## What you should do
From the listing below, copy each line that contains the word "really".

## Source material
PR #4166, opened 2024-05-14
doc: add docstrings and examples for String functions

austinletson:
Add docstrings, usage examples, and doc tests for `String.prev`, `.front`, `.back`, `.atEnd`.

Improve docstring examples for `String.next` based on discussion examples for `String.prev`.

### DIFF
--- a/src/Init/Data/String/Basic.lean
+++ b/src/Init/Data/String/Basic.lean
@@ -178,8 +178,9 @@ Returns the next position in a string after position `p`. If `p` is not a valid 
 the result is unspecified.
 
 Examples:
-* `"abc".next ⟨1⟩ = String.Pos.mk 2`
-* `"L∃∀N".next ⟨1⟩ = String.Pos.mk 4`, since `'∃'` is a multi-byte UTF-8 character
+Given `def abc := "abc"` and `def lean := "L∃∀N"`,
+* `abc.get (0 |> abc.next) = 'b'`
+* `lean.get (0 |> lean.next |> lean.next) = '∀'`
 
 Cases where the result is unspecified:
 * `"abc".next ⟨3⟩`, since `3 = s.endPos`
@@ -201,9 +202,10 @@ Returns the position in a string before a specified position, `p`. If `p = ⟨0�
 If `p` is not a valid position, the result is unspecified.
 
 Examples:
-* `"abc".prev ⟨2⟩ = String.Pos.mk 1`
-* `"abc".prev ⟨0⟩ = String.Pos.mk 0`
-* `"L∃∀N".prev ⟨4⟩ = String.Pos.mk 1`, since `'∃'` is a multi-byte UTF-8 character
+Given `def abc := "abc"` and `def lean := "L∃∀N"`,
+* `abc.get (abc.endPos |> abc.prev) = 'c'`
+* `lean.get (lean.endPos |> lean.prev |> lean.prev |> lean.prev) = '∃'`
+* `"L∃∀N".prev ⟨3⟩` is unspecified, since byte 3 occurs in the middle of the multi-byte character `'∃'`.
 -/
 @[extern "lean_string_utf8_prev"]
 def prev : (@& String) → (@& Pos) → Pos
@@ -235,11 +237,11 @@ points to the end of a string. Otherwise, returns `false`.
 
 Examples:
 Given `def abc := "abc"` and `def lean := "L∃∀N"`,
-* `0 |> abc.next |> abc.next |> abc.atEnd = false`
-* `0 |> abc.next |> abc.next |> abc.next |> abc.next |> abc.atEnd = true`
-* `0 |> lean.next |> lean.next |> lean.next |> lean.next |> lean.atEnd = true`
+* `(0 |> abc.next |> abc.next |> abc.atEnd) = false`
+* `(0 |> abc.next |> abc.next |> abc.next |> abc.next |> abc.atEnd) = true`
+* `(0 |> lean.next |> lean.next |> lean.next |> lean.next |> lean.atEnd) = true`
 
-Because "L∃∀N" contains multi-byte characters, `lean.next (lean.next 0)` is not equal to `abc.next (abc.next 0)`.
+Because `"L∃∀N"` contains multi-byte characters, `lean.next (lean.next 0)` is not equal to `abc.next (abc.next 0)`.
 -/
 @[extern "lean_string_utf8_at_end"]
 def atEnd : (@& String) → (@& Pos) → Bool
--- a/tests/lean/run/string.lean
+++ b/tests/lean/run/string.lean
@@ -1,14 +1,17 @@
 /-!
 # Examples from documentation added in https://github.com/leanprover/lean4/pull/4166
 -/
+def abc : String := "abc"
+def lean : String := "L∃∀N"
 
-#guard "abc".prev ⟨2⟩ = String.Pos.mk 1
-#guard "abc".prev ⟨0⟩ = String.Pos.mk 0
-#guard "L∃∀N".prev ⟨4⟩ = String.Pos.mk 1
+#guard abc.get (0 |> abc.next) = 'b'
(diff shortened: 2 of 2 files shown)


src/Init/Data/String/Basic.lean
```diff
@@ -196,16 +196,48 @@ def utf8PrevAux : List Char → Pos → Pos → Pos
...
   get s (prev s s.endPos)
 
+/--
+Returns `true` if a specified position is greater than or equal to the position which
+points to the end of a string. Otherwise, returns `false`.
+
+Examples:
+* `"abc".atEnd ⟨2⟩ = false`
+* `"abc".atEnd ⟨3⟩ = true `
+* `"L∃∀N".atEnd ⟨8⟩ = true `
```
semorrison, line 239:
```suggestion
* `"abc".atEnd ⟨3⟩ = true`
* `"L∃∀N".atEnd ⟨8⟩ = true`
```

src/Init/Data/String/Basic.lean
```diff
@@ -196,16 +196,48 @@ def utf8PrevAux : List Char → Pos → Pos → Pos
...
 @[extern "lean_string_utf8_prev"]
 def prev : (@& String) → (@& Pos) → Pos
   | ⟨s⟩, p => if p = 0 then 0 else utf8PrevAux s 0 p
 
+/--
+Returns the first character in `s`. If `s = ""`, returns `(default : Char)`.
+
+Examples:
+* `"abc".front = 'a'`
+* `"".front = (default : Char) = 'A'`
```
semorrison, line 217: This example is confusing, since you can't actually chain `=` like that in Lean!
```suggestion
* `"".front = (default : Char)`
```

src/Init/Data/String/Basic.lean
```diff
@@ -196,16 +196,48 @@ def utf8PrevAux : List Char → Pos → Pos → Pos
...
+-/
 def front (s : String) : Char :=
   get s 0
 
+/--
+Returns the last character in `s`. If `s = ""`, returns `(default : Char)`.
+
+Examples:
+* `"abc".back = 'c'`
+* `"".back = (default : Char) = 'A'`
```
semorrison, line 227:
```suggestion
* `"".back = (default : Char)`
```

src/Init/Data/String/Basic.lean
```diff
@@ -196,16 +196,48 @@ def utf8PrevAux : List Char → Pos → Pos → Pos
...
     if i' = p then i else utf8PrevAux cs i' p
 
+/--
+Returns the position in a string before a specified position, `p`. If `p = ⟨0⟩`, returns `0`.
+If `p` is not a valid position, the result is unspecified.
+
+Examples:
+* `"abc".prev ⟨2⟩ = String.Pos.mk 1`
+* `"abc".prev ⟨0⟩ = String.Pos.mk 0`
+* `"L∃∀N".prev ⟨4⟩ = String.Pos.mk 1`, since `'∃'` is a multi-byte UTF-8 character
```
david-christiansen, line 206: These examples all worry me, because they seem to suggest that users should be counting bytes and creating a `String.Pos` from scratch. Additionally, the use of two separate notations for `String.Pos.mk` risks throwing off some users, and I think the `String` API is more likely to attract new users than many other areas. Finally, it shows off an unspecified result, which I think is better left unwritten.

I also think that byte 4 is valid, based on:
```
#eval let i := ⟨0⟩; let str := "L∃∀N"; str.next i
```
yielding 1 and
```
#eval let i := ⟨0⟩; let str := "L∃∀N"; str.next <| str.next i
```
yielding 4.

What about:
```suggestion
Examples:
* `"abc".prev ⟨2⟩ = ⟨1⟩`
* `"abc".prev ⟨0⟩ = ⟨0⟩`
* `"L∃∀N".prev ⟨3⟩` is unspecified, since `'∃'` is a multi-byte UTF-8 character and byte 3 is in the middle of it
```

src/Init/Data/String/Basic.lean
david-christiansen: I think it even makes sense to leave off the `'A'` entirely here, because there's nothing really special about that being the default `Char` - we could just as easily make it be `'∃'` someday.

One argument for including it is that it could provide a clue to users who are getting some weird data, though.

src/Init/Data/String/Basic.lean
david-christiansen, line 239: Byte counts still feel like they're setting a bad example here. What about:
```suggestion
Given `def abc := "abc"` and `def lean := "L∃∀N"`,
* `0 |> abc.next |> abc.next |> abc.atEnd = false`
* `0 |> abc.next |> abc.next |> abc.next |> abc.next |> abc.atEnd = true `
* `0 |> lean.next |> lean.next |> lean.next |> lean.next |> lean.atEnd = true `

Because "L∃∀N" contains multi-byte characters, `lean.next (lean.next 0)` is not equal to `abc.next (abc.next 0)`.
```

src/Init/Data/String/Basic.lean
austinletson: > I also think that byte 4 is valid, based on:

 I intended for `"L∃∀N".prev ⟨4⟩ = String.Pos.mk 1` to illustrate a valid result in the case where the string contains multi-byte characters. I didn't include an unspecified example here (unlike [`String.next`](https://github.com/leanprover/lean4/blob/master/src/Init/Data/String/Basic.lean#L184)) but can definitely add one.

More generally, I think your concerns regarding byte counts from scratch is spot on. What about the following modification modeled after your suggestion for `String.atEnd` to encourage more natural usage:

```suggestion
Examples:
Given `def abc := "abc"` and `def lean := "L∃∀N"`,
* `abc.endPos |> abc.prev = ⟨2⟩`
* `lean.endPos |> lean.prev |> lean.prev |> lean.prev = ⟨1⟩`
* `"L∃∀N".prev ⟨3⟩` is unspecified, since `'∃'` is a multi-byte UTF-8 character and byte 3 is in the middle of it
```

The other advantage here is demonstrating that if you call `String.prev` with a constructed `String.pos`, instead of with an iterative pattern, you run the risk of unspecified results.

Here is an alternative version with `String.get` which is more explicit at the cost of complicating the example code:
```suggestion
Examples:
Given `def abc := "abc"` and `def lean := "L∃∀N"`,
* `abc.get <| abc.endPos |> abc.prev = 'c'`
* `lean.get <| lean.endPos |> lean.prev |> lean.prev |> lean.prev = '∃'`
* `"L∃∀N".prev ⟨3⟩` is unspecified, since `'∃'` is a multi-byte UTF-8 character and byte 3 is in the middle of it
```

What do you think?

src/Init/Data/String/Basic.lean
austinletson: Updated. This is much more clear.

austinletson:
@semorrison Thank you for adding the tests! After all the threads are resolved, I will go back and update the test to reflect the final docstrings.

src/Init/Data/String/Basic.lean
david-christiansen: I like it, except for the mixing of `<|` and `|>` - the precedence of them is not necessarily obvious. What about parens around the chains of `|>` instead?

austinletson: :+1: I changed these examples to use parens instead of `<|`.

Additionally, I converted the examples for the similar `String.next` which was documented a few weeks ago in #4001 to this iterative style instead of constructing positions.

austinletson:
I updated the tests based on the updated examples.

Let me know if there is any additional areas for improvement. If not, this should be ready to go!

src/Init/Data/String/Basic.lean
david-christiansen: This looks great, thanks!

david-christiansen (approved):
This looks really good now!

Sorry for the long turnaround, this was a holiday weekend in Denmark.

austinletson:
Thanks, David! I hope you had a nice holiday!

## Your solution
david-christiansen: I think it even makes sense to leave off the `'A'` entirely here, because there's nothing really special about that being the default `Char` - we could just as easily make it be `'∃'` someday.
This looks really good now!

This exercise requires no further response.